Digging into these numbers revealed an ugly truth about current hotel markets: The cancer of mandatory fees is spreading, and the Federal Trade Commission’s feeble efforts to police the marketplace are ineffectual. Although the worst offenders originally concentrated in Las Vegas and Hawaii, they’ve invaded other popular visitor centers as well. I checked the 10 cities on Hotwire’s list and a few other important destinations for mandatory fees.

Many or even most hotels add mandatory fees in Anaheim/Disneyland, Aspen, Atlantic City, Las Vegas, Myrtle Beach, Orlando/ Disney World, Reno-Tahoe and Scottsdale, Ariz. Resortfees.com also shows fees in Biloxi, Miss., plus scattered resorts in California and Texas.

On the other hand, I found no added mandatory fees in Branson; Burlington, Vt.; Gatlinburg, Tenn.; Jackson Hole, Wyo.; Mendocino, Calif.; New Orleans; or Newport Beach, Va.

One of the most galling aspects of this problem is that almost everybody who looks at the scam buys into the hotels’ phony excuses for the fees. The hotels generally put forth a laundry list of services the fees supposedly cover - Wi-Fi, a daily newspaper, a bottle of water in the room, access to gym facilities and such. Because the lists are plausible, people fall into the trap of accepting the correspondence between fees and individual services; they analyze the problem in terms of whether or not those services are worth the fees.
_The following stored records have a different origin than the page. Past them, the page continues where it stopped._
PR #6813, opened 2024-12-05
test: Stop testing for NFS capability

rfay:
## The Issue

* Our tests don't need to look for NFS being enabled any more, we don't test NFS. 
* Docs don't need to explain how to fiddle with Windows NFS. It's just a bad idea.

### DIFF
--- a/docs/content/users/install/performance.md
+++ b/docs/content/users/install/performance.md
@@ -236,7 +236,7 @@ Mutagen is enabled by default on Mac and traditional Windows, and it can be disa
     !!!warning "NFS is deprecated"
 
         NFS is deprecated and no longer recommended. It can be complex and unreliable. This feature will be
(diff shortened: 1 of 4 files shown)


docs/content/users/install/performance.md
```diff
@@ -235,8 +235,8 @@ Mutagen is enabled by default on Mac and traditional Windows, and it can be disa
 
     !!!warning "NFS is deprecated"
 
-        NFS is deprecated and no longer recommended. This feature may be
-        removed in a future release.
+        NFS is deprecated and no longer recommended. It can be complex and unreliable. This feature will be
+        removed DDEV v1.25.0.
```
stasadev, line 239:
```suggestion
        removed in DDEV v1.25.0.
```

stasadev (approved):

PR #6815, opened 2024-12-06
fix: remove python leftovers, for #6733

stasadev:
## The Issue

- #6733

Removes leftovers that were added here, but not removed:

- #4768

The `ddev-webserver` image size is 3.5 MB smaller.

### DIFF
--- a/.spellcheckwordlist.txt
+++ b/.spellcheckwordlist.txt
@@ -338,7 +338,6 @@ filesystem
 filesystems
 findstr
 fish
-flask
 for
 format
 fpath
@@ -537,7 +536,6 @@ provider
 ps
 psql
 public
-python
 Querious
 quickstart
 quickstarts
--- a/containers/ddev-webserver/Dockerfile
+++ b/containers/ddev-webserver/Dockerfile
@@ -104,7 +104,6 @@ RUN DEBIAN_FRONTEND=noninteractive apt-get -qq install -o Dpkg::Options::="--for
     less \
     libldap-common \
     libpcre3 \
-    libpq-dev \
     nano \
     ncurses-bin \
     netcat-traditional \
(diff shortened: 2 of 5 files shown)


.spellcheckwordlist.txt
```diff
@@ -537,7 +536,6 @@ provider
 ps
 psql
 public
-python
```
rfay, line 540: I think people depend in this probably? Of course they could add it in webimage_extra_packages, but it seems like a normal thing to have.

containers/ddev-webserver/Dockerfile
```diff
@@ -104,7 +104,6 @@ RUN DEBIAN_FRONTEND=noninteractive apt-get -qq install -o Dpkg::Options::="--for
     less \
     libldap-common \
     libpcre3 \
-    libpq-dev \
```
rfay, line 107: This is for interacting with postgres. I think it's OK to remove, but not sure what it has to do with python leftovers.

pkg/ddevapp/config.go
```diff
@@ -1423,15 +1423,6 @@ func DiscoverDefaultDocroot(app *DdevApp) string {
 			}
 		}
 	}
-	dir, err := fileutil.FindFilenameInDirectory(app.AppRoot, []string{"manage.py"})
```
rfay, line 1426: Thanks for catching this!

rfay (approved):
Thank you! Minor suggestions/questions.

containers/ddev-webserver/Dockerfile
stasadev: `libpq-dev` was initially added in the Python PR https://github.com/ddev/ddev/pull/4768/files#diff-131a1297bdf1b5e28b280c2e8e473b47e9f959fe10efd73f421f2e0e058a9364R73

That's why I thought it was necessary for Python only?

rfay: Works for me.

PR #6819, opened 2024-12-06
docs: use shortlink for discord access

rfay:
## The Issue

* https://github.com/ddev/ddev.com/pull/288

We now have a shortlink for discord, so we don't have to use the odd one. Update that.

I also discovered a number of probably inappropriate references to ddev-contrib, so trimmed some of those.

I imagine this will run tests, but don't want to short-circuit that.


stasadev (approved):
Looks good to me.

One more place to update https://github.com/ddev/remote-config

PR #6821, opened 2024-12-09
fix: correct panic on ddev describe on gitpod

rfay:
## The Issue

In doing some debugging on gitpod for
* https://github.com/ddev/ddev/pull/6589

I noted a panic in `ddev describe`. It's a result of trying to convert nil to string. 

Check before converting.

`ddev describe` on gitpod


stasadev (approved):
Looks good to me.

Early this year, the Federal Trade Commission sent a letter to the largest hotel chains advising them to inform customers of their mandatory fees. In response, most hotel chains and online agencies now post their fees somewhere on the first screen, but don’t include them in the featured price used for comparisons. The only true solution is to require that all mandatory fees be included in the initial base-rate posting. How we’ll get there, however, is anyone’s guess. Send e-mail to Ed Perkins at [email protected]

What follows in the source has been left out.